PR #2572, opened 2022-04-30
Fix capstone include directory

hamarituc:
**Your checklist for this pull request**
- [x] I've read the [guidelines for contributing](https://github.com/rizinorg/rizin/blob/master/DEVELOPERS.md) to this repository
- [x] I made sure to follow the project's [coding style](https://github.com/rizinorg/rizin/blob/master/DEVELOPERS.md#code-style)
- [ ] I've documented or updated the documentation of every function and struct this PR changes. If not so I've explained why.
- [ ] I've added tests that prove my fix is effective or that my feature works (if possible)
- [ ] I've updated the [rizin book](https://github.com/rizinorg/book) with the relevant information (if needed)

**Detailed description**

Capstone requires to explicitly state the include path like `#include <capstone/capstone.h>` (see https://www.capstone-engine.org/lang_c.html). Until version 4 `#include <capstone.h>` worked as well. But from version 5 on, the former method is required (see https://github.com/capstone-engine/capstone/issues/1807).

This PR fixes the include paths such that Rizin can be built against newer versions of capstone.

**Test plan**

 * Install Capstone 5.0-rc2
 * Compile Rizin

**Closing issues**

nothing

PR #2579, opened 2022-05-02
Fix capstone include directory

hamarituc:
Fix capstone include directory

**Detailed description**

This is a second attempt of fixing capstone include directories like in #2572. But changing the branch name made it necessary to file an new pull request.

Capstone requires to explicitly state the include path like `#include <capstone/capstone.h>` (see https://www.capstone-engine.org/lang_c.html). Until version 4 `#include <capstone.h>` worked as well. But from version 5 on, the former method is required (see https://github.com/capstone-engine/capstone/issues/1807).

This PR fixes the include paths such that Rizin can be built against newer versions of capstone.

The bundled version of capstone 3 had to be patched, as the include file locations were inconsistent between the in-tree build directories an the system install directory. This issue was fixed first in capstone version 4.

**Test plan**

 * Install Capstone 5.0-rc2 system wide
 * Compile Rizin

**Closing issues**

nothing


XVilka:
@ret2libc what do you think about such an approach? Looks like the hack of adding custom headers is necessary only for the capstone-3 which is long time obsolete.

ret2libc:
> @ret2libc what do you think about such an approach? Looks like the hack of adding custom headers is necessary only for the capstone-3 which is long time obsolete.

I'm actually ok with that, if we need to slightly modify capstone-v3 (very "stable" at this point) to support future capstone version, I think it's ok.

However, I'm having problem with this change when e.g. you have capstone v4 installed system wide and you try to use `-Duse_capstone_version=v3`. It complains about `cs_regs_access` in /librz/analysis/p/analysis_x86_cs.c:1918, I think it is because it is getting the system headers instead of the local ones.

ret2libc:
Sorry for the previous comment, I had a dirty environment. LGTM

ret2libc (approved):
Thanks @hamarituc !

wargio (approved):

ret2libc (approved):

══════

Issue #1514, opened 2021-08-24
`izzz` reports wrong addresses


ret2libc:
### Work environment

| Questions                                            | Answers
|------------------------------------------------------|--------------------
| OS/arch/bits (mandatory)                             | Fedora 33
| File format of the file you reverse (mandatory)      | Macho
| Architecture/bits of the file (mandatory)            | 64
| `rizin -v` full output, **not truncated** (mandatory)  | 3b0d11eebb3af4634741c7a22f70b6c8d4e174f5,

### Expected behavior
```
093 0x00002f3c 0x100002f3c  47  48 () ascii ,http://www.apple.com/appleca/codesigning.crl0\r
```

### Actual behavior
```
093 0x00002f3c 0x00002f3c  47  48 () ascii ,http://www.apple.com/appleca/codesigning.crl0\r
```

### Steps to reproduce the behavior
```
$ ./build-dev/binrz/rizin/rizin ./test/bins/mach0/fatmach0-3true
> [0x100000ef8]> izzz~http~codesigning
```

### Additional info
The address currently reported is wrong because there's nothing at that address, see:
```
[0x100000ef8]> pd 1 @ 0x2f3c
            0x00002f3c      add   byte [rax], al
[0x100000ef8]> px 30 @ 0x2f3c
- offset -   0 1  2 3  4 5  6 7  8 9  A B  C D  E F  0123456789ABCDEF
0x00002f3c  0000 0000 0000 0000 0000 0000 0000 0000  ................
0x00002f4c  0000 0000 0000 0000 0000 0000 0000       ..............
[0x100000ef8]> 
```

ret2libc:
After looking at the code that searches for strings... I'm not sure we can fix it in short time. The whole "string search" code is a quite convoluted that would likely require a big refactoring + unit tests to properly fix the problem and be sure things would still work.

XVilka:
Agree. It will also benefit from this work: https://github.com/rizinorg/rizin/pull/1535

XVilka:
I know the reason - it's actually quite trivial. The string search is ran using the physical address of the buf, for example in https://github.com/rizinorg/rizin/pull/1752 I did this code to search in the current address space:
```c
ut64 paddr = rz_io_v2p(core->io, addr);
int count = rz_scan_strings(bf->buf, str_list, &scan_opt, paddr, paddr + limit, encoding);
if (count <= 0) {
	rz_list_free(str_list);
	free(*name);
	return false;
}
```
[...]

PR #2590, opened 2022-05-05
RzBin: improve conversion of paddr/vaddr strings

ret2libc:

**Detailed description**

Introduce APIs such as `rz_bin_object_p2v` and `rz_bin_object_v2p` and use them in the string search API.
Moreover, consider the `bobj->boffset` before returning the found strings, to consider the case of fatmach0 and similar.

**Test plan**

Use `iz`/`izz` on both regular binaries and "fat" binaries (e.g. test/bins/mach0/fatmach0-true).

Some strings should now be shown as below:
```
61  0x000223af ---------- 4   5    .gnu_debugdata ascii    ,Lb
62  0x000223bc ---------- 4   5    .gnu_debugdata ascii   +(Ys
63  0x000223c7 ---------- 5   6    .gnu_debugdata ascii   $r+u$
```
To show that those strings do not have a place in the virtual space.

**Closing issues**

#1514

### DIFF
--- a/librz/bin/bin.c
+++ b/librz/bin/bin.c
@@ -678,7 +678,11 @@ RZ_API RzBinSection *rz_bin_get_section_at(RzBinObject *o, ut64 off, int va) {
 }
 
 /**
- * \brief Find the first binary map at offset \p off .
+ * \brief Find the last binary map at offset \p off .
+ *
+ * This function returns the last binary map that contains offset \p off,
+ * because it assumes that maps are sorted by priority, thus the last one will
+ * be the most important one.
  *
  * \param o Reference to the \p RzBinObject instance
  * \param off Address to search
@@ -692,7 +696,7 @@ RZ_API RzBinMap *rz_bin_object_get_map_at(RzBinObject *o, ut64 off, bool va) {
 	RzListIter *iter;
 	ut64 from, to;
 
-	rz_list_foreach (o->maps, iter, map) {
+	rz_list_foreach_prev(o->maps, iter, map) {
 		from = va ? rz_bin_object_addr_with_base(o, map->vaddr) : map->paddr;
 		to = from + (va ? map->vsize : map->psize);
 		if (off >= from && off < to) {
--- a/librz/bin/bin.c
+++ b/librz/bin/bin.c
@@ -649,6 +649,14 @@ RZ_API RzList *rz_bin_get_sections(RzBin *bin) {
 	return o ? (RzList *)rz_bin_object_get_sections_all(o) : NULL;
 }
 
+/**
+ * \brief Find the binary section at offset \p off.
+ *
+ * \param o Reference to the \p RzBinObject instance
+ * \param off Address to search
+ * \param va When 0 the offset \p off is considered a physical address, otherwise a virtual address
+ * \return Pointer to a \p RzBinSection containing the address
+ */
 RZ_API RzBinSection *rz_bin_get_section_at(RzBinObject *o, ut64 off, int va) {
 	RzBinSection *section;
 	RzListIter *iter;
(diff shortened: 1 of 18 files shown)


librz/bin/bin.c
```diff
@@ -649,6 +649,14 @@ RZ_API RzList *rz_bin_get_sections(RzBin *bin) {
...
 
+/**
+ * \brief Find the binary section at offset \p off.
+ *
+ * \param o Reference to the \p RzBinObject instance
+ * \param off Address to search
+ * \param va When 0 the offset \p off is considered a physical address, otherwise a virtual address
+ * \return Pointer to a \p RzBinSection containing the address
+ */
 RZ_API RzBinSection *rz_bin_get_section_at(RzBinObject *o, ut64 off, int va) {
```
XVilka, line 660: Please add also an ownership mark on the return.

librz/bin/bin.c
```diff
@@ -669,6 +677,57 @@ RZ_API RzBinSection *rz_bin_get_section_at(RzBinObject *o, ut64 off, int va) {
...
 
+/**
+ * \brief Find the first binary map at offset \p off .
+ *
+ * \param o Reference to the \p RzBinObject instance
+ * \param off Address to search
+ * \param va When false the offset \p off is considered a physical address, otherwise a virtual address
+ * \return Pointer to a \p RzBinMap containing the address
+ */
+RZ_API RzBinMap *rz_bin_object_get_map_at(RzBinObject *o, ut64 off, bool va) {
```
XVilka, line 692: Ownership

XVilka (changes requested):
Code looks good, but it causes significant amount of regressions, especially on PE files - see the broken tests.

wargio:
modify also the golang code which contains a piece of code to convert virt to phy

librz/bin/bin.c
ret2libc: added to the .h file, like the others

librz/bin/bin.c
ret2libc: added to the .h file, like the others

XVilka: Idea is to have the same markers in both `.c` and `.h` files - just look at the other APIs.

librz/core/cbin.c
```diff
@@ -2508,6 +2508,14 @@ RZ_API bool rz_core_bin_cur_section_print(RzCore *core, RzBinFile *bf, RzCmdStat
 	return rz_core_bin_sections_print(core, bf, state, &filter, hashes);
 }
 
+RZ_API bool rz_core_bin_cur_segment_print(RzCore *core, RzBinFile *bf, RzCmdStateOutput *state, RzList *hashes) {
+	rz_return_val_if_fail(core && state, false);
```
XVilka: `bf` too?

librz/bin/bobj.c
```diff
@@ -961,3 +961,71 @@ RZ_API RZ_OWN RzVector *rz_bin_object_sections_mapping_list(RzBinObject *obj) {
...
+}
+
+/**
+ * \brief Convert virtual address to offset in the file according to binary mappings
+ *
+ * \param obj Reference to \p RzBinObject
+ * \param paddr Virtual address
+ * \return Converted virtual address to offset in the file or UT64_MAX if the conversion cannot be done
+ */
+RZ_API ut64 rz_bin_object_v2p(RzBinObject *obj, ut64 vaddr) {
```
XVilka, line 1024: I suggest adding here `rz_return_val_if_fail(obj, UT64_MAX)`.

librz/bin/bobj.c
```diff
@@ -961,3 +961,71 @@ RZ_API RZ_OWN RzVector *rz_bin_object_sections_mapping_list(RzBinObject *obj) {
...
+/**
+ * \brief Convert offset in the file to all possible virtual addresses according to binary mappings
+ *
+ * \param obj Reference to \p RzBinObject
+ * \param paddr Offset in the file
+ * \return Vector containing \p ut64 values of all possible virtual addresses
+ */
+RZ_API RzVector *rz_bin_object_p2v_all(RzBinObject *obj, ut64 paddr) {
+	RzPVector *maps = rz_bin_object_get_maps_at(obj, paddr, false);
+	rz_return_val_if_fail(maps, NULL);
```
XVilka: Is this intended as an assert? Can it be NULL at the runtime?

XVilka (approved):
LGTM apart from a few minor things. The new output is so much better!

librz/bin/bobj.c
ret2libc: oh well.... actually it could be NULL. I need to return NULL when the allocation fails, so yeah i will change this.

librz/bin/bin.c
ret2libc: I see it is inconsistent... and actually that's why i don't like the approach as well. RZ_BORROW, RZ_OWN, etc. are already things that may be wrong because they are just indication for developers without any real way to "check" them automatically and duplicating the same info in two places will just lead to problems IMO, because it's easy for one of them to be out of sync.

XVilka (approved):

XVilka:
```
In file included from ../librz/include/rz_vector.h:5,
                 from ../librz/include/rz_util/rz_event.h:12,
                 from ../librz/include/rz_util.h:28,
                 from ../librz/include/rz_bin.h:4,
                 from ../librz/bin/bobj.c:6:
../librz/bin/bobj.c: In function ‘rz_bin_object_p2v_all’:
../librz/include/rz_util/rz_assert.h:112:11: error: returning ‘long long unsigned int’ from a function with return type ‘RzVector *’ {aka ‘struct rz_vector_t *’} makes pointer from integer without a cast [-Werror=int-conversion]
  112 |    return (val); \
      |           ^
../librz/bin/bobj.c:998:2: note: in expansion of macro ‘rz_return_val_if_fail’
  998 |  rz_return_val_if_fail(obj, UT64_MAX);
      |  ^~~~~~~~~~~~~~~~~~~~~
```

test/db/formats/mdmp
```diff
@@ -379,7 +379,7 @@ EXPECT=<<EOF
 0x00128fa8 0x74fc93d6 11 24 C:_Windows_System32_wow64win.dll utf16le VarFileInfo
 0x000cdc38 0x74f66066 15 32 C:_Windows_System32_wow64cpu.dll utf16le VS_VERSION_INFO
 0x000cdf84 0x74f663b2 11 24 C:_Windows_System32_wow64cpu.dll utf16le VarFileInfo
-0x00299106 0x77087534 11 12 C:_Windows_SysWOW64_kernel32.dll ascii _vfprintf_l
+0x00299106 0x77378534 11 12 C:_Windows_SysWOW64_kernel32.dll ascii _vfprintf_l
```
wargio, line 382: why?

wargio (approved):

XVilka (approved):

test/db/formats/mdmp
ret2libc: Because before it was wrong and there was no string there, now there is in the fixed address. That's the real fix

══════

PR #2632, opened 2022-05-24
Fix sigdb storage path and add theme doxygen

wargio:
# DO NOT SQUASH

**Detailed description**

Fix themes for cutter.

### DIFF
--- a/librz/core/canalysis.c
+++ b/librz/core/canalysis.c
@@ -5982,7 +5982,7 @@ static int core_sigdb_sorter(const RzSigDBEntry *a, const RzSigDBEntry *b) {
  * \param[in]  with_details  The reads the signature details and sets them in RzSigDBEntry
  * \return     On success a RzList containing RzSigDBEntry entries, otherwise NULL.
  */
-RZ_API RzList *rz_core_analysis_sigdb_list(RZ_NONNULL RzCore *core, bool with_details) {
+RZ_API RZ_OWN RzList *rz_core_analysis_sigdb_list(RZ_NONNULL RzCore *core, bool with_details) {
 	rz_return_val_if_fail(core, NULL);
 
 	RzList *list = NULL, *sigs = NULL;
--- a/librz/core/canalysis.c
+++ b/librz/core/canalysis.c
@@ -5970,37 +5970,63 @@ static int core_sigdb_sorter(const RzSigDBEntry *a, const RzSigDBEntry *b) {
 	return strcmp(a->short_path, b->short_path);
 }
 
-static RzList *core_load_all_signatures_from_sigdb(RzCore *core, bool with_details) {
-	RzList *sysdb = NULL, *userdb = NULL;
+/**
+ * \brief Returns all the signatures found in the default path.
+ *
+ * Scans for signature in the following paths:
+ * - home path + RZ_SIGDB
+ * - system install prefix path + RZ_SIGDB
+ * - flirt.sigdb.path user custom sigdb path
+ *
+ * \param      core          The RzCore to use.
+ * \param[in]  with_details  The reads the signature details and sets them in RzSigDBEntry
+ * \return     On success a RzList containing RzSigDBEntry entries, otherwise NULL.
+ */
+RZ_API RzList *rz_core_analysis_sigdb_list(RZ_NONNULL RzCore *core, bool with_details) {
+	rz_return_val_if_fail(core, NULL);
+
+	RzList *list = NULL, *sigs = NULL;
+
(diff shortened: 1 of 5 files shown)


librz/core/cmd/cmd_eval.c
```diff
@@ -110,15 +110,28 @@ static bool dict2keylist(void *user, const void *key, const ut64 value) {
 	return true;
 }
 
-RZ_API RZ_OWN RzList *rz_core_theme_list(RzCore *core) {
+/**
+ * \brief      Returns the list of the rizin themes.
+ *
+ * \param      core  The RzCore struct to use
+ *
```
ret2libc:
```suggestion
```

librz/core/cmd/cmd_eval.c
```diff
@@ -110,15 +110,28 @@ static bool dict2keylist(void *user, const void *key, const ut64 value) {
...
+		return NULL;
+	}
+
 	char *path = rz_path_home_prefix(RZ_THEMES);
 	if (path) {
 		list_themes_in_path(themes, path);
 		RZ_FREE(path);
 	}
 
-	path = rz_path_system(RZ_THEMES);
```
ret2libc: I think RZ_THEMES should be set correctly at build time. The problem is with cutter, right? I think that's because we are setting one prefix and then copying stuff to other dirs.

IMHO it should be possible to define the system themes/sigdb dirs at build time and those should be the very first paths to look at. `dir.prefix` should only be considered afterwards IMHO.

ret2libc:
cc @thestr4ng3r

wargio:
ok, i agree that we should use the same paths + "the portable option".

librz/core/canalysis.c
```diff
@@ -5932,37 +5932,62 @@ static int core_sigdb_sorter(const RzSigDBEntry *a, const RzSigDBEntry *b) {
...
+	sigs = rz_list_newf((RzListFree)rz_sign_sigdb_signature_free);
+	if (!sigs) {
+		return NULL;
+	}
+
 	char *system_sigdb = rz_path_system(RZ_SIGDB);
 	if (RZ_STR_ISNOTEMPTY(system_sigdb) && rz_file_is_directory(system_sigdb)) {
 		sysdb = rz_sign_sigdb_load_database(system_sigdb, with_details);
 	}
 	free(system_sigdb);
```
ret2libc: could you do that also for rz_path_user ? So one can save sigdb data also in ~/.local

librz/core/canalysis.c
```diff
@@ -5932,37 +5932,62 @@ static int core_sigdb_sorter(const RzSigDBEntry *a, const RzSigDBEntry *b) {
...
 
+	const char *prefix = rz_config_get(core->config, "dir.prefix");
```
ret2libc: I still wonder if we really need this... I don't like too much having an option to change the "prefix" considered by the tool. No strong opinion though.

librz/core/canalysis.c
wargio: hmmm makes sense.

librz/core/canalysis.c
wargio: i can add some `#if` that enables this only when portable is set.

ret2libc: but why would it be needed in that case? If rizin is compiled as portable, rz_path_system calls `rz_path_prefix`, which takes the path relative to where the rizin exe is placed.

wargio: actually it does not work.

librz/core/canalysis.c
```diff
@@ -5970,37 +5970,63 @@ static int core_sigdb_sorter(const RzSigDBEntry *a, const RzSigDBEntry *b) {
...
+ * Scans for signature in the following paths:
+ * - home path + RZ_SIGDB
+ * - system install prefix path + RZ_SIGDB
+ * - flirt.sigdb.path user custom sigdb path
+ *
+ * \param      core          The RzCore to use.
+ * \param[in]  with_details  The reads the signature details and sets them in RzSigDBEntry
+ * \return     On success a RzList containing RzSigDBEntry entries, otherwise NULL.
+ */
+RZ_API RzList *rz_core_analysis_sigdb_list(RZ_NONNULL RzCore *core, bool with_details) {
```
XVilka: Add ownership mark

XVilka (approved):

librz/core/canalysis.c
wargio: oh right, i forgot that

══════

Problem details:
Search the entries for the word "bool" and copy every line that has it.

Answer area:
@@ -692,7 +696,7 @@ RZ_API RzBinMap *rz_bin_object_get_map_at(RzBinObject *o, ut64 off, bool va) {
+RZ_API RzBinMap *rz_bin_object_get_map_at(RzBinObject *o, ut64 off, bool va) {
@@ -2508,6 +2508,14 @@ RZ_API bool rz_core_bin_cur_section_print(RzCore *core, RzBinFile *bf, RzCmdStat
+RZ_API bool rz_core_bin_cur_segment_print(RzCore *core, RzBinFile *bf, RzCmdStateOutput *state, RzList *hashes) {
-RZ_API RzList *rz_core_analysis_sigdb_list(RZ_NONNULL RzCore *core, bool with_details) {
+RZ_API RZ_OWN RzList *rz_core_analysis_sigdb_list(RZ_NONNULL RzCore *core, bool with_details) {
-static RzList *core_load_all_signatures_from_sigdb(RzCore *core, bool with_details) {
+RZ_API RzList *rz_core_analysis_sigdb_list(RZ_NONNULL RzCore *core, bool with_details) {
@@ -110,15 +110,28 @@ static bool dict2keylist(void *user, const void *key, const ut64 value) {
@@ -110,15 +110,28 @@ static bool dict2keylist(void *user, const void *key, const ut64 value) {
+RZ_API RzList *rz_core_analysis_sigdb_list(RZ_NONNULL RzCore *core, bool with_details) {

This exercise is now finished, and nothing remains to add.